0% completed
Step 3: Back-of-the-Envelope Capacity Estimation
Let’s estimate the scale to ensure our design can handle it:
- Concurrent Users: Assume a peak of ~5 million concurrent users on the site during the sale. (Flash sales of popular brands can attract millions globally in a short window.) Not every user generates a request every second, but many will repeatedly refresh or navigate. If even half of them perform an action in a given second, that’s ~2.5 million operations/second across the system. We should prepare for a ballpark peak of hundreds of thousands to a few million requests per second in bursts.

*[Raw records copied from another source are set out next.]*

PR #4984, opened 2018-08-31
[ActionSheet] Add properties to allow for theming

### LINKED ISSUE #4903: [ActionSheet] Expose properties to enable theming

codeman7:
This PR adds properties to the components to allow for theming.

Closes #4903

### DIFF
--- a/components/ActionSheet/src/MDCActionSheetController.h
+++ b/components/ActionSheet/src/MDCActionSheetController.h
@@ -176,11 +176,6 @@ __attribute__((objc_subclassing_restricted))
  */
 @property(nonatomic, strong, nullable) UIColor *actionTintColor;
 
-/**
- The rendering mode that will be applied to the image.
- */
-@property(nonatomic, nonnull) UIImageRenderingMode *imageRenderingMode;
-
 @property(nonatomic, strong, readonly, nonnull)
     MDCBottomSheetTransitionController *transitionController;
 
--- a/components/ActionSheet/src/MDCActionSheetController.h
+++ b/components/ActionSheet/src/MDCActionSheetController.h
@@ -162,7 +162,7 @@ __attribute__((objc_subclassing_restricted))
 @property(nonatomic, strong, nullable) UIColor *titleTextColor;
 
 /**
- The color applied to the message of the actio sheet controller.
+ The color applied to the message of the action sheet controller.
  */
 @property(nonatomic, strong, nullable) UIColor *messageTextColor;
 
--- a/components/ActionSheet/src/MDCActionSheetController.h
+++ b/components/ActionSheet/src/MDCActionSheetController.h
@@ -140,7 +140,28 @@ __attribute__((objc_subclassing_restricted))
  */
 @property(nonatomic, nullable, strong) UIFont *actionFont;
 
+/**
+ The color applied to the sheet view of the action sheet controller.
+ */
 @property(nonatomic, nonnull, strong) UIColor *backgroundColor;
+
+/**
+ The color applied that will be applied to message if there is a message. If there is no message
+ then this color will be applied to the title.
+ */
+@property(nonatomic, strong, nullable) UIColor *primaryTextColor;
+/**
+ The color applied to the title if there is both a title and a message.
+ */
+@property(nonatomic, strong, nullable) UIColor *secondaryTextColor;
+/**
+ The color applied to the item list labels of Alert Controller.
+ */
+@property(nonatomic, strong, nullable) UIColor *actionColor;
+/**
+ The color applied to the icon items of Alert Controller.
+ */
+@property(nonatomic, strong, nullable) UIColor *imageColor;
 
 @property(nonatomic, strong, readonly, nonnull)
     MDCBottomSheetTransitionController *transitionController;
--- a/components/ActionSheet/src/MDCActionSheetController.h
+++ b/components/ActionSheet/src/MDCActionSheetController.h
@@ -146,17 +146,6 @@ __attribute__((objc_subclassing_restricted))
 @property(nonatomic, nonnull, strong) UIColor *backgroundColor;
 
 /**
- The color applied that will be applied to message if there is a message. If there is no message
- then this color will be applied to the title.
- */
-@property(nonatomic, strong, nullable) UIColor *primaryTextColor;
-
-/**
- The color applied to the title if there is both a title and a message.
- */
-@property(nonatomic, strong, nullable) UIColor *secondaryTextColor;
-
-/**
  The color applied to the title of the action sheet controller.
  */
 @property(nonatomic, strong, nullable) UIColor *titleTextColor;
--- a/components/ActionSheet/src/MDCActionSheetController.h
+++ b/components/ActionSheet/src/MDCActionSheetController.h
@@ -222,7 +222,7 @@ typedef void (^MDCActionSheetHandler)(MDCActionSheetAction *_Nonnull action);
  Action sheet actions must have a title that will be set within actionWithTitle:image:handler:
  method.
  */
-@property(nonatomic, nonnull, readonly) NSString *title;
+@property(nonatomic, nonnull, copy, readonly) NSString *title;
 
 /**
  Image of the list item shown on the action sheet.
--- a/components/ActionSheet/src/MDCActionSheetController.h
+++ b/components/ActionSheet/src/MDCActionSheetController.h
@@ -150,18 +150,36 @@ __attribute__((objc_subclassing_restricted))
  then this color will be applied to the title.
  */
 @property(nonatomic, strong, nullable) UIColor *primaryTextColor;
+
 /**
  The color applied to the title if there is both a title and a message.
  */
 @property(nonatomic, strong, nullable) UIColor *secondaryTextColor;
+
 /**
- The color applied to the item list labels of Alert Controller.
+ The color applied to the title of the action sheet controller.
  */
-@property(nonatomic, strong, nullable) UIColor *actionColor;
+@property(nonatomic, strong, nullable) UIColor *titleTextColor;
+
 /**
- The color applied to the icon items of Alert Controller.
+ The color applied to the message of the actio sheet controller.
  */
-@property(nonatomic, strong, nullable) UIColor *imageColor;
+@property(nonatomic, strong, nullable) UIColor *messageTextColor;
+
+/**
+ The color applied to the item list labels of action sheet controller.
+ */
+@property(nonatomic, strong, nullable) UIColor *actionTextColor;
+
+/**
+ The color applied to the icon items of action sheet controller.
+ */
+@property(nonatomic, strong, nullable) UIColor *actionTintColor;
+
+/**
+ The rendering mode that will be applied to the image.
+ */
+@property(nonatomic, nonnull) UIImageRenderingMode *imageRenderingMode;
 
 @property(nonatomic, strong, readonly, nonnull)
     MDCBottomSheetTransitionController *transitionController;
@@ -209,7 +227,7 @@ typedef void (^MDCActionSheetHandler)(MDCActionSheetAction *_Nonnull action);
  Action sheet actions must have a title that will be set within actionWithTitle:image:handler:
  method.
  */
-@property (nonatomic, nonnull, readonly) NSString *title;
+@property(nonatomic, nonnull, readonly) NSString *title;
 
 /**
  Image of the list item shown on the action sheet.
@@ -217,7 +235,7 @@ typedef void (^MDCActionSheetHandler)(MDCActionSheetAction *_Nonnull action);
  Action sheet actions must have an image that will be set within actionWithTitle:image:handler:
  method.
 */
-@property (nonatomic, nullable, readonly) UIImage *image;
+@property(nonatomic, nullable, readonly) UIImage *image;
 
 /**
  The @c accessibilityIdentifier for the view associated with this action.
--- a/components/ActionSheet/src/MDCActionSheetController.m
+++ b/components/ActionSheet/src/MDCActionSheetController.m
@@ -317,22 +317,6 @@ static NSString *const ReuseIdentifier = @"BaseCell";
   return self.view.backgroundColor;
 }
 
-- (void)setPrimaryTextColor:(UIColor *)primaryTextColor {
-  _header.primaryColor = primaryTextColor;
-}
-
-- (UIColor *)primaryTextColor {
-  return _header.primaryColor;
-}
-
-- (void)setSecondaryTextColor:(UIColor *)secondaryTextColor {
-  _header.secondaryColor = secondaryTextColor;
-}
-
-- (UIColor *)secondaryTextColor {
-  return _header.secondaryColor;
-}
-
 - (void)setTitleTextColor:(UIColor *)titleTextColor {
   _header.titleTextColor = titleTextColor;
 }
--- a/components/ActionSheet/src/MDCActionSheetController.m
+++ b/components/ActionSheet/src/MDCActionSheetController.m
@@ -265,7 +265,6 @@ static NSString *const ReuseIdentifier = @"BaseCell";
   cell.actionFont = self.actionFont;
   cell.actionTextColor = self.actionTextColor;
   cell.contentView.tintColor = self.actionTintColor;
-  cell.imageRenderingMode = self.imageRenderingMode;
   cell.accessibilityIdentifier = action.accessibilityIdentifier;
   return cell;
 }
@@ -345,15 +344,6 @@ static NSString *const ReuseIdentifier = @"BaseCell";
 - (UIColor *)messageTextColor {
   return _header.messageTextColor;
 }
-
-/*- (void)setImageRenderingMode:(UIImageRenderingMode *)imageRenderingMode {
-  //_imageRenderingMode = imageRenderingMode;
-  [self.view setNeedsLayout];
-}
-
-- (UIImageRenderingMode *)imageRenderingMode {
-  return self.imageRenderingMode;
-}*/
 
 #pragma mark - Dynamic Type
 
--- a/components/ActionSheet/src/MDCActionSheetController.m
+++ b/components/ActionSheet/src/MDCActionSheetController.m
@@ -73,7 +73,6 @@ static NSString *const ReuseIdentifier = @"BaseCell";
 }
 
 @synthesize mdc_adjustsFontForContentSizeCategory = _mdc_adjustsFontForContentSizeCategory;
-@synthesize backgroundColor = _backgroundColor;
 
 + (instancetype)actionSheetControllerWithTitle:(NSString *)title message:(NSString *)message {
   return [[MDCActionSheetController alloc] initWithTitle:title message:message];
@@ -306,13 +305,8 @@ static NSString *const ReuseIdentifier = @"BaseCell";
 
 - (void)setBackgroundColor:(UIColor *)backgroundColor {
   _backgroundColor = backgroundColor;
-  self.view.backgroundColor = backgroundColor;
   _tableView.backgroundColor = backgroundColor;
   _header.backgroundColor = backgroundColor;
-}
-
-- (UIColor *)backgroundColor {
-  return _backgroundColor;
 }
 
 - (void)setPrimaryTextColor:(UIColor *)primaryTextColor {
--- a/components/ActionSheet/src/MDCActionSheetController.m
+++ b/components/ActionSheet/src/MDCActionSheetController.m
@@ -73,6 +73,7 @@ static NSString *const ReuseIdentifier = @"BaseCell";
 }
 
 @synthesize mdc_adjustsFontForContentSizeCategory = _mdc_adjustsFontForContentSizeCategory;
+@synthesize backgroundColor = _backgroundColor;
 
 + (instancetype)actionSheetControllerWithTitle:(NSString *)title message:(NSString *)message {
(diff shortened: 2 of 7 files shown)


components/ActionSheet/src/private/MDCActionSheetItemTableViewCell.m
```diff
@@ -148,14 +148,13 @@ - (void)layoutSubviews {
...
-
-  _imageView.image = _itemAction.image;
+  _imageView.image = [_itemAction.image imageWithRenderingMode:UIImageRenderingModeAlwaysTemplate];
 }
 
 - (void)setAction:(MDCActionSheetAction *)action {
   _itemAction = [action copy];
   _textLabel.text = _itemAction.title;
-  _imageView.image = _itemAction.image;
+  _imageView.image = [_itemAction.image imageWithRenderingMode:UIImageRenderingModeAlwaysTemplate];
```
romoore: Let's allow clients choose their rendering mode. They may have a branded image that should retain its full color palette.

components/ActionSheet/src/MDCActionSheetController.h
```diff
@@ -140,8 +140,29 @@ __attribute__((objc_subclassing_restricted))
...
+/**
+ The color applied to the sheet view of the action sheet controller.
+ */
 @property(nonatomic, nonnull, strong) UIColor *backgroundColor;
 
+/**
+ The color applied that will be applied to message if there is a message. If there is no message
+ then this color will be applied to the title.
+ */
+@property(nonatomic, strong, nullable) UIColor *primaryTextColor;
```
romoore: Please add unit tests for all of these APIs.

components/ActionSheet/src/MDCActionSheetController.h
```diff
@@ -140,8 +140,29 @@ __attribute__((objc_subclassing_restricted))
...
+ */
+@property(nonatomic, strong, nullable) UIColor *secondaryTextColor;
+/**
+ The color applied to the item list labels of Alert Controller.
+ */
+@property(nonatomic, strong, nullable) UIColor *actionColor;
+/**
+ The color applied to the icon items of Alert Controller.
+ */
+@property(nonatomic, strong, nullable) UIColor *imageColor;
```
romoore: Is this a tint color? If it is, let's keep `tint` in the name somewhere so clients know what it will do. Tint has a very specific application to images in UIKit.

components/ActionSheet/src/MDCActionSheetController.h
```diff
@@ -140,8 +140,29 @@ __attribute__((objc_subclassing_restricted))
...
+ */
+@property(nonatomic, strong, nullable) UIColor *primaryTextColor;
+/**
+ The color applied to the title if there is both a title and a message.
+ */
+@property(nonatomic, strong, nullable) UIColor *secondaryTextColor;
+/**
+ The color applied to the item list labels of Alert Controller.
+ */
+@property(nonatomic, strong, nullable) UIColor *actionColor;
```
romoore: Is this a text color? Maybe we can call it `actionTextColor`?

components/ActionSheet/src/MDCActionSheetController.h
```diff
@@ -140,8 +140,29 @@ __attribute__((objc_subclassing_restricted))
  */
 @property(nonatomic, nullable, strong) UIFont *actionFont;
 
+/**
+ The color applied to the sheet view of the action sheet controller.
+ */
 @property(nonatomic, nonnull, strong) UIColor *backgroundColor;
 
+/**
+ The color applied that will be applied to message if there is a message. If there is no message
```
romoore: This seems unnecessarily binding.  I think it's simpler if we provide simple properties mapping onto the view elements.  

If we have `titleTextColor` and `messageTextColor`, clients can choose how to apply the colors.  They will know if they have a title (and message) and can pick colors that way.

components/ActionSheet/src/MDCActionSheetController.h
```diff
@@ -140,8 +140,29 @@ __attribute__((objc_subclassing_restricted))
...
+ then this color will be applied to the title.
+ */
+@property(nonatomic, strong, nullable) UIColor *primaryTextColor;
+/**
```
romoore: Nit: Please add an extra line between the previous property and the start of comments.

components/ActionSheet/src/MDCActionSheetController.h
```diff
@@ -140,8 +140,29 @@ __attribute__((objc_subclassing_restricted))
...
+ The color applied to the title if there is both a title and a message.
+ */
+@property(nonatomic, strong, nullable) UIColor *secondaryTextColor;
+/**
+ The color applied to the item list labels of Alert Controller.
```
romoore: Shouldn't this be "Action Sheet" or something like that?

romoore (dismissed):
Please add before/after screenshots.

components/ActionSheet/src/MDCActionSheetController.h
codeman7: https://github.com/material-components/material-components-ios/pull/4993

components/ActionSheet/src/MDCActionSheetController.h

components/ActionSheet/src/MDCActionSheetController.h

components/ActionSheet/src/MDCActionSheetController.h

components/ActionSheet/src/MDCActionSheetController.h

components/ActionSheet/src/MDCActionSheetController.h

codeman7:
| Before | After |
| -------|------|
|simulator screen shot - iphone x - 2018-09-04 at 21 48 21|simulator screen shot - iphone x - 2018-09-04 at 21 47 10|

components/ActionSheet/src/private/MDCActionSheetItemTableViewCell.m
codeman7: I don't believe that will be needed, if it is then I will add it at a later date. This will have to be on the action items and if that is the case then tint color, actionTextColor, actionFont should all be on the action. As for now I believe maintaining this API I have proposed is the best solution.

components/ActionSheet/src/MDCActionSheetController.h
```diff
@@ -150,18 +150,31 @@ __attribute__((objc_subclassing_restricted))
  then this color will be applied to the title.
  */
 @property(nonatomic, strong, nullable) UIColor *primaryTextColor;
```
romoore: is `primaryTextColor` still required? It seems like it's better to have the new properties that assign values directly to the UI elements.

components/ActionSheet/src/MDCActionSheetController.h
```diff
@@ -188,15 +222,15 @@ typedef void (^MDCActionSheetHandler)(MDCActionSheetAction *_Nonnull action);
  Action sheet actions must have a title that will be set within actionWithTitle:image:handler:
  method.
  */
-@property (nonatomic, nonnull, readonly) NSString *title;
+@property(nonatomic, nonnull, readonly) NSString *title;
```
romoore: Since this is an `NSString`, please have it use `copy` semantics instead of `strong` (the default).

romoore: It should also be marked `nullable` since I see the constructor being described in the docs actually accepts `nullable` parameters. 

>  \+ (nonnull instancetype)actionSheetControllerWithTitle:(nullable NSString *)title;

components/ActionSheet/src/MDCActionSheetController.m
```diff
@@ -114,6 +114,7 @@ - (instancetype)initWithTitle:(NSString *)title message:(NSString *)message {
     _header.title = [title copy];
     _header.message = [message copy];
     self.backgroundColor = [UIColor whiteColor];
+    self.actionTintColor = [UIColor blackColor];
```
romoore: Please don't use property setters in initializers. Directly access the autosynthesized ivar instead.  Please also use dot syntax for properties (on UIColor in this case).

```objc
_actionTintColor = UIColor.blackColor;
```

components/ActionSheet/src/MDCActionSheetController.m
```diff
@@ -114,6 +114,7 @@ - (instancetype)initWithTitle:(NSString *)title message:(NSString *)message {
     _header.title = [title copy];
     _header.message = [message copy];
     self.backgroundColor = [UIColor whiteColor];
```
romoore: Please don't call `self.backgroundColor` in the initializer. I see it's a custom setter and the object isn't finished being initialized yet.

components/ActionSheet/src/MDCActionSheetController.h
romoore: Please remove `primaryTextColor` and `secondaryTextColor`

components/ActionSheet/src/private/MDCActionSheetHeaderView.h
```diff
@@ -34,4 +34,12 @@
 
 @property (nonatomic, strong, nonnull) UIFont *messageFont;
 
+@property(nonatomic, strong, nullable) UIColor *primaryColor;
```
romoore: Please remove `primaryColor` and `secondaryColor`.

romoore (dismissed):

components/ActionSheet/src/private/MDCActionSheetHeaderView.h
codeman7: Primary color is required for a themer.

components/ActionSheet/src/MDCActionSheetController.h
codeman7: Primary text color is required for the themer.

components/ActionSheet/src/MDCActionSheetController.h

components/ActionSheet/src/MDCActionSheetController.m

components/ActionSheet/src/MDCActionSheetController.m

components/ActionSheet/src/private/MDCActionSheetHeaderView.h
romoore: I believe the themer can simply set the titleTextColor and messageTextColor, correct? Why are separate properties required just for a themer?

components/ActionSheet/src/private/MDCActionSheetItemTableViewCell.m
romoore: Do you mean you will remove it at a later date? I'm proposing that the UIImage provided be the one directly applied and that we don't create a second image with a new rendering mode. This matches the behavior of UIKit and MDC components behave.

components/ActionSheet/src/private/MDCActionSheetHeaderView.m
```diff
@@ -201,4 +209,34 @@ - (void)mdc_setAdjustsFontForContentSizeCategory:(BOOL)adjusts {
...
+
+- (void)setMessageTextColor:(UIColor *)messageTextColor {
+  _messageLabel.textColor = messageTextColor;
+}
+
+- (UIColor *)messageTextColor {
+  return _messageLabel.textColor;
+}
+
+- (BOOL)labelExist:(UILabel *)label {
```
romoore: This method seems to be unused. Can it be removed?

components/ActionSheet/src/MDCActionSheetController.h
romoore: That PR has been closed. Are you planning to add the tests here to verify the behavior before merging?

components/ActionSheet/src/MDCActionSheetController.h
```diff
@@ -140,8 +140,42 @@ __attribute__((objc_subclassing_restricted))
...
+
+/**
+ The color applied to the item list labels of action sheet controller.
+ */
+@property(nonatomic, strong, nullable) UIColor *actionTextColor;
+
+/**
+ The color applied to the icon items of action sheet controller.
+ */
+@property(nonatomic, strong, nullable) UIColor *actionTintColor;
```
romoore, line 166: Why not use `UIView.tintColor`? That would match what our other components do. Are we using that for some other part of the UI?

components/ActionSheet/src/MDCActionSheetController.h
```diff
@@ -140,8 +140,42 @@ __attribute__((objc_subclassing_restricted))
...
+ */
+@property(nonatomic, strong, nullable) UIColor *secondaryTextColor;
+
+/**
+ The color applied to the title of the action sheet controller.
+ */
+@property(nonatomic, strong, nullable) UIColor *titleTextColor;
+
+/**
+ The color applied to the message of the actio sheet controller.
```
romoore: Nit: s/actio/action/

components/ActionSheet/src/MDCActionSheetController.m
```diff
@@ -113,7 +114,8 @@ - (instancetype)initWithTitle:(NSString *)title message:(NSString *)message {
     _header = [[MDCActionSheetHeaderView alloc] initWithFrame:CGRectZero];
     _header.title = [title copy];
     _header.message = [message copy];
-    self.backgroundColor = [UIColor whiteColor];
+    _backgroundColor = UIColor.whiteColor;
```
romoore, line 117: Do you need to set the `backgroundColor` values for `view`, `header`, and `tableView`?

components/ActionSheet/src/MDCActionSheetController.m
```diff
@@ -73,6 +73,7 @@ @implementation MDCActionSheetController {
 }
 
 @synthesize mdc_adjustsFontForContentSizeCategory = _mdc_adjustsFontForContentSizeCategory;
+@synthesize backgroundColor = _backgroundColor;
```
romoore, line 76: This doesn't seem to be necessary. Previously you were using `self.view.backgroundColor` for the getter, and the setter assigned `backgroundColor` to `self.view`, `tableView`, and `backgroundColor`

components/ActionSheet/src/MDCActionSheetController.m
```diff
@@ -301,13 +305,46 @@ - (UIFont *)messageFont {
...
 - (void)setBackgroundColor:(UIColor *)backgroundColor {
+  _backgroundColor = backgroundColor;
   self.view.backgroundColor = backgroundColor;
   _tableView.backgroundColor = backgroundColor;
   _header.backgroundColor = backgroundColor;
 }
 
 - (UIColor *)backgroundColor {
-  return self.view.backgroundColor;
+  return _backgroundColor;
```
romoore, line 317: I think it makes sense to leave this as a pass-through to `self.view.backgroundColor`.

romoore (dismissed):

components/ActionSheet/src/private/MDCActionSheetHeaderView.h
codeman7: If there is only one label then that will be `onSurfaceColor` with `0.6` alpha. If there is both then the title will be `0.87` alpha. It depends if there is both labels or not and if a client applies a themer and then sets a label the theme won't be applied. `titleTextColor` and `messageTextColor` are not required, `primary` and `secondary` are.

components/ActionSheet/src/MDCActionSheetController.h
codeman7: I will reopen that PR once this one lands.

components/ActionSheet/src/private/MDCActionSheetHeaderView.m
codeman7: Done

components/ActionSheet/src/MDCActionSheetController.h

components/ActionSheet/src/MDCActionSheetController.m
codeman7: Done

components/ActionSheet/src/MDCActionSheetController.m
codeman7: This has been removed.

components/ActionSheet/src/MDCActionSheetController.h
codeman7: The tint color is being applied to the image. A client may need an image that is red and an label that is blue.

components/ActionSheet/src/MDCActionSheetController.m
codeman7: Removed `self.view.backgroundColor`.

codeman7:
Test can be tracked at https://github.com/material-components/material-components-ios/issues/5039

components/ActionSheet/src/MDCActionSheetController.h
romoore: I thought UILabel doesn't apply `tintColor` to the text color? At least I've never been able to get it to work.  Are you finding that `tintColor` is being applied to the label's text color in some circumstances?

components/ActionSheet/src/MDCActionSheetController.m
romoore: I'm confused by this change. It looks like you're no longer setting the view's `backgroundColor` property, is that correct? Should these views initialize without a background color? Do `_header` and `_tableView` no longer require background colors either?

components/ActionSheet/src/MDCActionSheetController.m
```diff
@@ -301,13 +304,41 @@ - (UIFont *)messageFont {
 }
 
 - (void)setBackgroundColor:(UIColor *)backgroundColor {
-  self.view.backgroundColor = backgroundColor;
+  _backgroundColor = backgroundColor;
   _tableView.backgroundColor = backgroundColor;
   _header.backgroundColor = backgroundColor;
 }
 
-- (UIColor *)backgroundColor {
```
romoore: Why was this removed? It seems that for clients, the value of `- [controller backgroundColor]` will no longer be affected by `- [controller setBackgroundColor:]` or am I missing something?

romoore (dismissed):
I'm most concerned about the conflicting behavior with `primaryTextColor` and `titleTextColor` and the apparent removal of support for `backgroundColor`. I would also appreciate replies to the unresolved comment threads from earlier reviews.

components/ActionSheet/src/MDCActionSheetController.h
codeman7: I can remove `titleTextColor` and `messageTextColor` because those change based on each other. I cannot remove `primaryTextColor` and `secondaryTextColor` because those are needed for the color themer. I understand that you requested `titleTextColor` and `messageTextColor` but those changed based off of the `title` and `message` property. I believe that a better API is `primaryTextColor` and `secondaryTextColor`.

components/ActionSheet/src/MDCActionSheetController.h
codeman7: I think you may be looking at the wrong initializer. The initializer for this `title` property is `(nonnull instancetype)actionWithTitle:(nonnull NSString *)title image:(nullable UIImage *)image handler:(__nullable MDCActionSheetHandler)handler;` you are referencing the initializer for `MDCActionSheetController`, this property is in `MDCActionSheetAction`.

components/ActionSheet/src/MDCActionSheetController.h
codeman7: If you are referring to the implementation why don't I apply `tintColor`, I think there is a disconnect because that is what is currently being used. If you are asking why the _API_ isn't `@property(nonatomic, strong, nullable) UIColor *tintColor` I feel that that can be confusing because clients may wonder what all this `tint` will be applied to. If you are referencing the `UIKit` equivalent `UIAlertController` with style `ActionSheet` doesn't have a `tintColor`. For now, I feel this is a better `API`.

components/ActionSheet/src/MDCActionSheetController.m
codeman7: I am now applying background color to the `view`, `_header`, and `_tableView`.

components/ActionSheet/src/MDCActionSheetController.m
codeman7: I added it back, if this is added then `@synthesize backgroundColor` is required, that is now added as well..

components/ActionSheet/src/private/MDCActionSheetItemTableViewCell.m
codeman7: If you don't set the `renderingMode` then the image will not be the correct color when you apply `tintColor` I can remove this line but in doing so it doesn't allow clients to set a `tintColor` on the images.

romoore: Clients can set the rendering mode. This matches what our other components do. The `tintColor` applied will be the one from the UIImageView, either inherited or explicitly applied.

codeman7:
I have removed `primaryTextColor` and `secondaryTextColor`.

components/ActionSheet/src/MDCActionSheetController.h
jverkoey: There's some nuance here to ensure we consider:

1. If a client sets the tintColor of the action sheet, this will be propagated to any subviews that respond to tintColor. @codeman7 If we decide to go with this explicit actionTintColor API we need to make sure it plays nicely with the existing tintColor behavior. Have you explored that already?
2. I like the idea of having an explicit API that very clearly affects one thing, but 1. makes me a bit nervous that we might collide with expectations about how tintColor is propagating to our component.

jverkoey:
This may be a good candidate PR to split apart along the lines of tint-based APIs and non-tint-based APIs because the questions around the tint-based APIs feel like they need a bit more exploration.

- Peak QPS (Queries Per Second): Most of these operations are reads (viewing pages, checking item status). We might estimate a 90% read vs 10% write ratio. For example, out of 1M requests per second, 900k could be read (GET requests for product info, inventory status) and 100k could be purchase attempts (writes that create orders or update inventory). The read volume is huge because many users browse or refresh even if only a small fraction successfully checkout. Write volume will spike initially (everyone trying to buy) but the total successful orders are limited by inventory (e.g., if only 100k items total, at most 100k successful order writes will happen, though there may be many more attempts that get rejected due to stock out).
- Database Load: For reads, we cannot hit the database for every page view at these numbers – we’ll need caching. If we don't use cache, 900k reads/sec could overwhelm a single database cluster. Instead, product info and even inventory status should be served from in-memory caches or CDNs. Write load (100k/sec in worst case) is also extremely high for a single DB, so we must distribute writes or use high-throughput stores. The order placement transactions (which involve inventory decrement + order insert) are the most critical. They must be handled in a strongly consistent way, but as quickly as possible.
- Bandwidth: Serving millions of users means high network bandwidth. If each page or API response is ~5 KB of JSON (for example, product data without images), 1 million requests/sec = 5 GB/sec of outgoing data from servers. That’s 40 Gbps – feasible only with distributed servers and CDNs. We will offload large content (images, CSS/JS files, etc.) to a Content Delivery Network (CDN), so our application servers mostly send small JSON or HTML responses. The CDN edges near users handle the heavy lifting of images/videos. Internally, between services and databases, network links must handle bursts of write operations and replication.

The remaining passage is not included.